══ Data for review ══

PR #8594, opened 2026-06-25
fix(sync): share quota pre-gate helper

### LINKED ISSUE #8353: SuperSync server: snapshot handler quota pre-gate duplicates enforceStorageQuota — share via allowCleanup option
**Area:** server (quota) · **Type:** simplification · **Value:** medium-low

## Problem
The snapshot upload handler's quota pre-gate (`sync.routes.snapshot-handler.ts:119-138`) hand-rolls the same skeleton `enforceStorageQuota` (`sync.routes.quota.ts:195-258`) already implements — check → reconcile once → re-check → 413 — minus the destructive-cleanup step. Two copies of quota-decision logic to keep in sync.

## Behavior deltas to preserve (verified — this is not a blind swap)
1. **Boundary semantics:** the pre-gate rejects at `used >= quota`; `checkStorageQuota` allows when `used + delta <= quota` (`storage-quota.service.ts:256`). Calling the shared helper with `delta = 0` flips the `used == quota` edge from reject to allow — use `delta = 1` or an inclusive-bound option.
2. `checkStorageQuota` honors forced-reconcile markers (`:238-245`) while the pre-gate's `getStorageInfo` (`:800-813`) is a raw cached read — a benign improvement, but a behavior change.
3. The 413 body must keep `autoCleanupAttempted: false` and omit `cleanupStats` on the no-cleanup path.

## Explicitly NOT a finding
The duplicated `findExistingSyncImport` check (out-of-lock `:148-164`, in-lock `:194-212`) is intentional and documented (`:140-147` — cheap rejection without holding the storage lock, then the TOCTOU re-check under it). Leave it alone.

## Proposed fix
Add `{ allowCleanup: false }` to `enforceStorageQuota` (skip `freeStorageForUpload`, emit `autoCleanupAttempted: false`), call it with inclusive-boundary semantics, and replace handler lines 119-138.

symonbaikov:
## Summary

Fixes #8353.

The snapshot upload handler had its own quota pre-gate that duplicated part of `enforceStorageQuota`: it read cached storage info, reconciled once, then returned a 413 response directly. This PR routes that early snapshot gate through the shared quota helper instead.

## What changed

- Added `allowCleanup?: boolean` to `enforceStorageQuota`, defaulting to the existing cleanup-enabled behavior.
- Switched the snapshot pre-gate to call `enforceStorageQuota(userId, 1, reply, { allowCleanup: false })`.
- Preserved the existing inclusive boundary where `used == quota` rejects before expensive snapshot preparation.
- Kept the early pre-gate non-destructive: no `freeStorageForUpload` call, `autoCleanupAttempted: false`, and no `cleanupStats` in that 413 response.
- Added regression coverage for reconcile-before-reject, no-cleanup 413 responses, and the `checkStorageQuota(1, 1)` pre-gate call.

## Validation

- `npm run checkFile packages/super-sync-server/src/sync/sync.routes.quota.ts`
- `npm run checkFile packages/super-sync-server/src/sync/sync.routes.snapshot-handler.ts`
- `npm run checkFile packages/super-sync-server/tests/sync-compressed-body.routes.spec.ts`
- `npm --prefix packages/super-sync-server test -- tests/sync-compressed-body.routes.spec.ts`
- `npm --prefix packages/super-sync-server test`
- `git diff --check`
- Pre-push hook: full lint/package tests, Angular test suite, and LA timezone test suite passed

### DIFF
--- a/packages/super-sync-server/src/sync/sync.routes.quota.ts
+++ b/packages/super-sync-server/src/sync/sync.routes.quota.ts
@@ -110,6 +110,10 @@ type ExistingSyncImport = {
   serverSeq: number;
 };
 
+export type EnforceStorageQuotaOptions = {
+  allowCleanup?: boolean;
+};
+
 /**
  * Look up an existing full-state op for the user.
  *
@@ -196,7 +200,9 @@ export async function enforceStorageQuota(
   userId: number,
   storageDeltaBytes: number,
   reply: FastifyReply,
+  options: EnforceStorageQuotaOptions = {},
 ): Promise<boolean> {
+  const { allowCleanup = true } = options;
   const syncService = getSyncService();
   let quotaCheck = await syncService.checkStorageQuota(userId, storageDeltaBytes);
   if (quotaCheck.allowed) return true;
@@ -207,7 +213,8 @@ export async function enforceStorageQuota(
   // upload success, not on quota misses. Also guards against pre-deploy stale
   // counters where the old code's pg_column_size SUM left an inflated value.
   Logger.info(
-    `[user:${userId}] Quota cache miss (cached: ${quotaCheck.currentUsage}/${quotaCheck.quota}). Reconciling before cleanup...`,
+    `[user:${userId}] Quota cache miss (cached: ${quotaCheck.currentUsage}/${quotaCheck.quota}). ` +
+      `Reconciling before ${allowCleanup ? 'cleanup' : 'rejecting'}...`,
   );
   try {
     await syncService.updateStorageUsage(userId);
@@ -220,8 +227,22 @@ export async function enforceStorageQuota(
     }
   } catch (err) {
     Logger.warn(
-      `[user:${userId}] Reconcile failed, proceeding with cleanup: ${errorMessage(err)}`,
+      `[user:${userId}] Reconcile failed, ${
+        allowCleanup ? 'proceeding with cleanup' : 'rejecting without cleanup'
+      }: ${errorMessage(err)}`,
     );
+  }
+
+  if (!allowCleanup) {
+    Logger.warn(
+      `[user:${userId}] Storage quota exceeded: ${quotaCheck.currentUsage}/${quotaCheck.quota} bytes. Cleanup disabled for this route.`,
+    );
+    sendQuotaExceededReply(reply, {
+      storageUsedBytes: quotaCheck.currentUsage,
+      storageQuotaBytes: quotaCheck.quota,
+      autoCleanupAttempted: false,
+    });
+    return false;
   }
 
   Logger.warn(
--- a/packages/super-sync-server/src/sync/sync.routes.snapshot-handler.ts
+++ b/packages/super-sync-server/src/sync/sync.routes.snapshot-handler.ts
@@ -14,7 +14,6 @@ import {
 import type { SnapshotDedupResponse } from './services';
 import {
   createValidationErrorResponse,
-  errorMessage,
   MAX_COMPRESSED_SIZE_SNAPSHOT,
   MAX_DECOMPRESSED_SIZE_SNAPSHOT,
   sendCompressedBodyParseFailure,
@@ -26,7 +25,6 @@ import {
   enforceStorageQuota,
   findExistingSyncImport,
   isIdempotentSyncImportRetry,
-  sendQuotaExceededReply,
   sendSyncImportExistsReply,
 } from './sync.routes.quota';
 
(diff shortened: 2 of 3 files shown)


johannesjo:
## Review — multi-agent pass (correctness, security, architecture, performance, simplicity)

The de-duplication is sound and the behavioral contract from #8353 is faithfully preserved (boundary, 413 body, non-destructive early path — all verified). But there's one **build-breaking blocker** that the green CI doesn't catch.

### 🔴 Blocker — `errorMessage` is used but its import was removed → `tsc` build fails

`packages/super-sync-server/src/sync/sync.routes.snapshot-handler.ts`

The diff drops `errorMessage` from the `./sync.routes.payload` import (it removed the pre-gate's use of it), but it's **still called at line 331** in the outer catch:

```ts
} catch (err) {
  Logger.error(`Upload snapshot error: ${errorMessage(err)}`);  // ← no longer in scope
  return reply.status(500).send({ error: 'Internal server error' });
}
```

`errorMessage` is module-local to `sync.routes.payload.ts` (not a global), so after the import removal this is a hard `tsc` error:

```
error TS2304: Cannot find name 'errorMessage'.
```

**Why CI is green:** the PR checks run only `vitest run` (esbuild — strips types, no typecheck) + eslint (`no-undef` is off in TS projects). But the package `build` is `tsc`, and the production `Dockerfile` runs `npm run build` (line 36) — so the **release/Docker build breaks**. It's also a latent runtime `ReferenceError` on the snapshot-upload error path, which no test exercises.

**Fix (one line)** — restore the import:

```ts
import {
  createValidationErrorResponse,
  errorMessage,
  MAX_COMPRESSED_SIZE_SNAPSHOT,
  MAX_DECOMPRESSED_SIZE_SNAPSHOT,
  sendCompressedBodyParseFailure,
} from './sync.routes.payload';
```

> Worth considering a follow-up: a CI `tsc --noEmit` step for `packages/super-sync-server` would have caught this — the current server PR gate is vitest-only, so type errors on untested lines slip through.

### 🟡 Worth addressing

- **Stale docstring.** `enforceStorageQuota`'s doc (`sync.routes.quota.ts:195`) still reads *"…and auto-cleanup if needed,"* which is no longer true on the `allowCleanup: false` path. Please update it.
- **Flag-argument shape (optional).** `allowCleanup` makes `enforceStorageQuota` serve two behaviors interleaved by a boolean (plus the two `allowCleanup ? … : …` log ternaries). It works, but extracting the shared `check → reconcile → re-check` prefix into a helper and keeping two named entry points would read cleaner — and it matches the file's existing convention (`enforceCleanSlateStorageQuota` is already a separate sibling, not a flag). Judgment call; fine to keep as-is if you prefer a single entry point.
- **Destructive default.** `allowCleanup` defaults to `true`, i.e. omitting the option opts into restore-point deletion. A one-line comment on `EnforceStorageQuotaOptions` noting "default performs destructive cleanup" would prevent a future caller from silently re-enabling it.

### 🟢 Nits

- The `delta = 1` boundary trick is load-bearing (preserves `used >= quota`); a named constant with the "why not 0" rationale would protect it from a future "simplify to 0."
- Minor behavior change worth a note in the description: the new path's `checkStorageQuota` honors `forcedReconciles` (the old `getStorageInfo` didn't), so a marked-stale user now reconciles on the early pre-gate. Bounded + self-clearing, arguably a self-heal improvement.

### ✅ Verified correct
- `delta=1` preserves the `used >= quota` rejection exactly (including the `used == quota` edge).
- No-cleanup 413 body keeps `autoCleanupAttempted: false` and omits `cleanupStats`; tests assert it.
- Early path never reaches `freeStorageForUpload` (non-destructive); reconcile/throw paths behave identically to the old hand-rolled gate and never bubble a 500.
- No quota bypass, no user content logged, common-path DB round-trips unchanged (1 → 1).

**Verdict: needs the one-line import fix before merge; the rest is optional polish.**

johannesjo:

Thanks for the PR! The de-duplication itself is sound – I re-verified that `delta = 1` preserves the old `used >= quota` rejection exactly (`allowed = used + additionalBytes <= quota`) and that the no-cleanup 413 path matches the old hand-rolled gate – but two things stand between this and merge.

### Blocking
- **`packages/super-sync-server/src/sync/sync.routes.snapshot-handler.ts:331`** – `errorMessage(err)` is still called in the outer catch, but the PR removed `errorMessage` from the `./sync.routes.payload` import, so `tsc` fails with TS2304 (confirmed by compiling the head file). CI stays green because the PR checks only run vitest (esbuild strips types without checking them), but the package `build` script is `tsc` and the production Dockerfile runs `npm run build`, so the release/Docker build breaks. This is the same one-line fix the maintainer asked for on June 25 – restore `errorMessage` in the import list.
- **Merge conflict with `master`** – the PR is currently unmergeable, and the conflict is semantic, not just textual: since this branched, master's pre-gate guard became `!shouldCleanSlate && snapshotOpType !== 'REPAIR'` (REPAIR snapshots skip the cheap gate so a response-loss retry can reach the durable op-id idempotency check inside the lock), and `isCleanSlate` was renamed. When rebasing, keep master's guard condition around the new `enforceStorageQuota(userId, 1, reply, { allowCleanup: false })` call – resolving the conflict by keeping this branch's `!isCleanSlate` guard would silently drop the REPAIR skip, and an at-quota REPAIR retry would then be 413'd before reaching the idempotency check.

### Nits
- **`packages/super-sync-server/src/sync/sync.routes.quota.ts:196`** – the docstring still reads "and auto-cleanup if needed", which no longer holds on the `allowCleanup: false` path; worth fixing alongside the maintainer's earlier suggestion of a "default performs destructive cleanup" note on `EnforceStorageQuotaOptions`.

---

═══

- **What you have to do**
Return the lines exactly as they stand, please. Start at the top of the material and finish with the line where "## Proposed fix" appears.

- **Expected answer**
PR #8594, opened 2026-06-25
fix(sync): share quota pre-gate helper

### LINKED ISSUE #8353: SuperSync server: snapshot handler quota pre-gate duplicates enforceStorageQuota — share via allowCleanup option
**Area:** server (quota) · **Type:** simplification · **Value:** medium-low

## Problem
The snapshot upload handler's quota pre-gate (`sync.routes.snapshot-handler.ts:119-138`) hand-rolls the same skeleton `enforceStorageQuota` (`sync.routes.quota.ts:195-258`) already implements — check → reconcile once → re-check → 413 — minus the destructive-cleanup step. Two copies of quota-decision logic to keep in sync.

## Behavior deltas to preserve (verified — this is not a blind swap)
1. **Boundary semantics:** the pre-gate rejects at `used >= quota`; `checkStorageQuota` allows when `used + delta <= quota` (`storage-quota.service.ts:256`). Calling the shared helper with `delta = 0` flips the `used == quota` edge from reject to allow — use `delta = 1` or an inclusive-bound option.
2. `checkStorageQuota` honors forced-reconcile markers (`:238-245`) while the pre-gate's `getStorageInfo` (`:800-813`) is a raw cached read — a benign improvement, but a behavior change.
3. The 413 body must keep `autoCleanupAttempted: false` and omit `cleanupStats` on the no-cleanup path.

## Explicitly NOT a finding
The duplicated `findExistingSyncImport` check (out-of-lock `:148-164`, in-lock `:194-212`) is intentional and documented (`:140-147` — cheap rejection without holding the storage lock, then the TOCTOU re-check under it). Leave it alone.

## Proposed fix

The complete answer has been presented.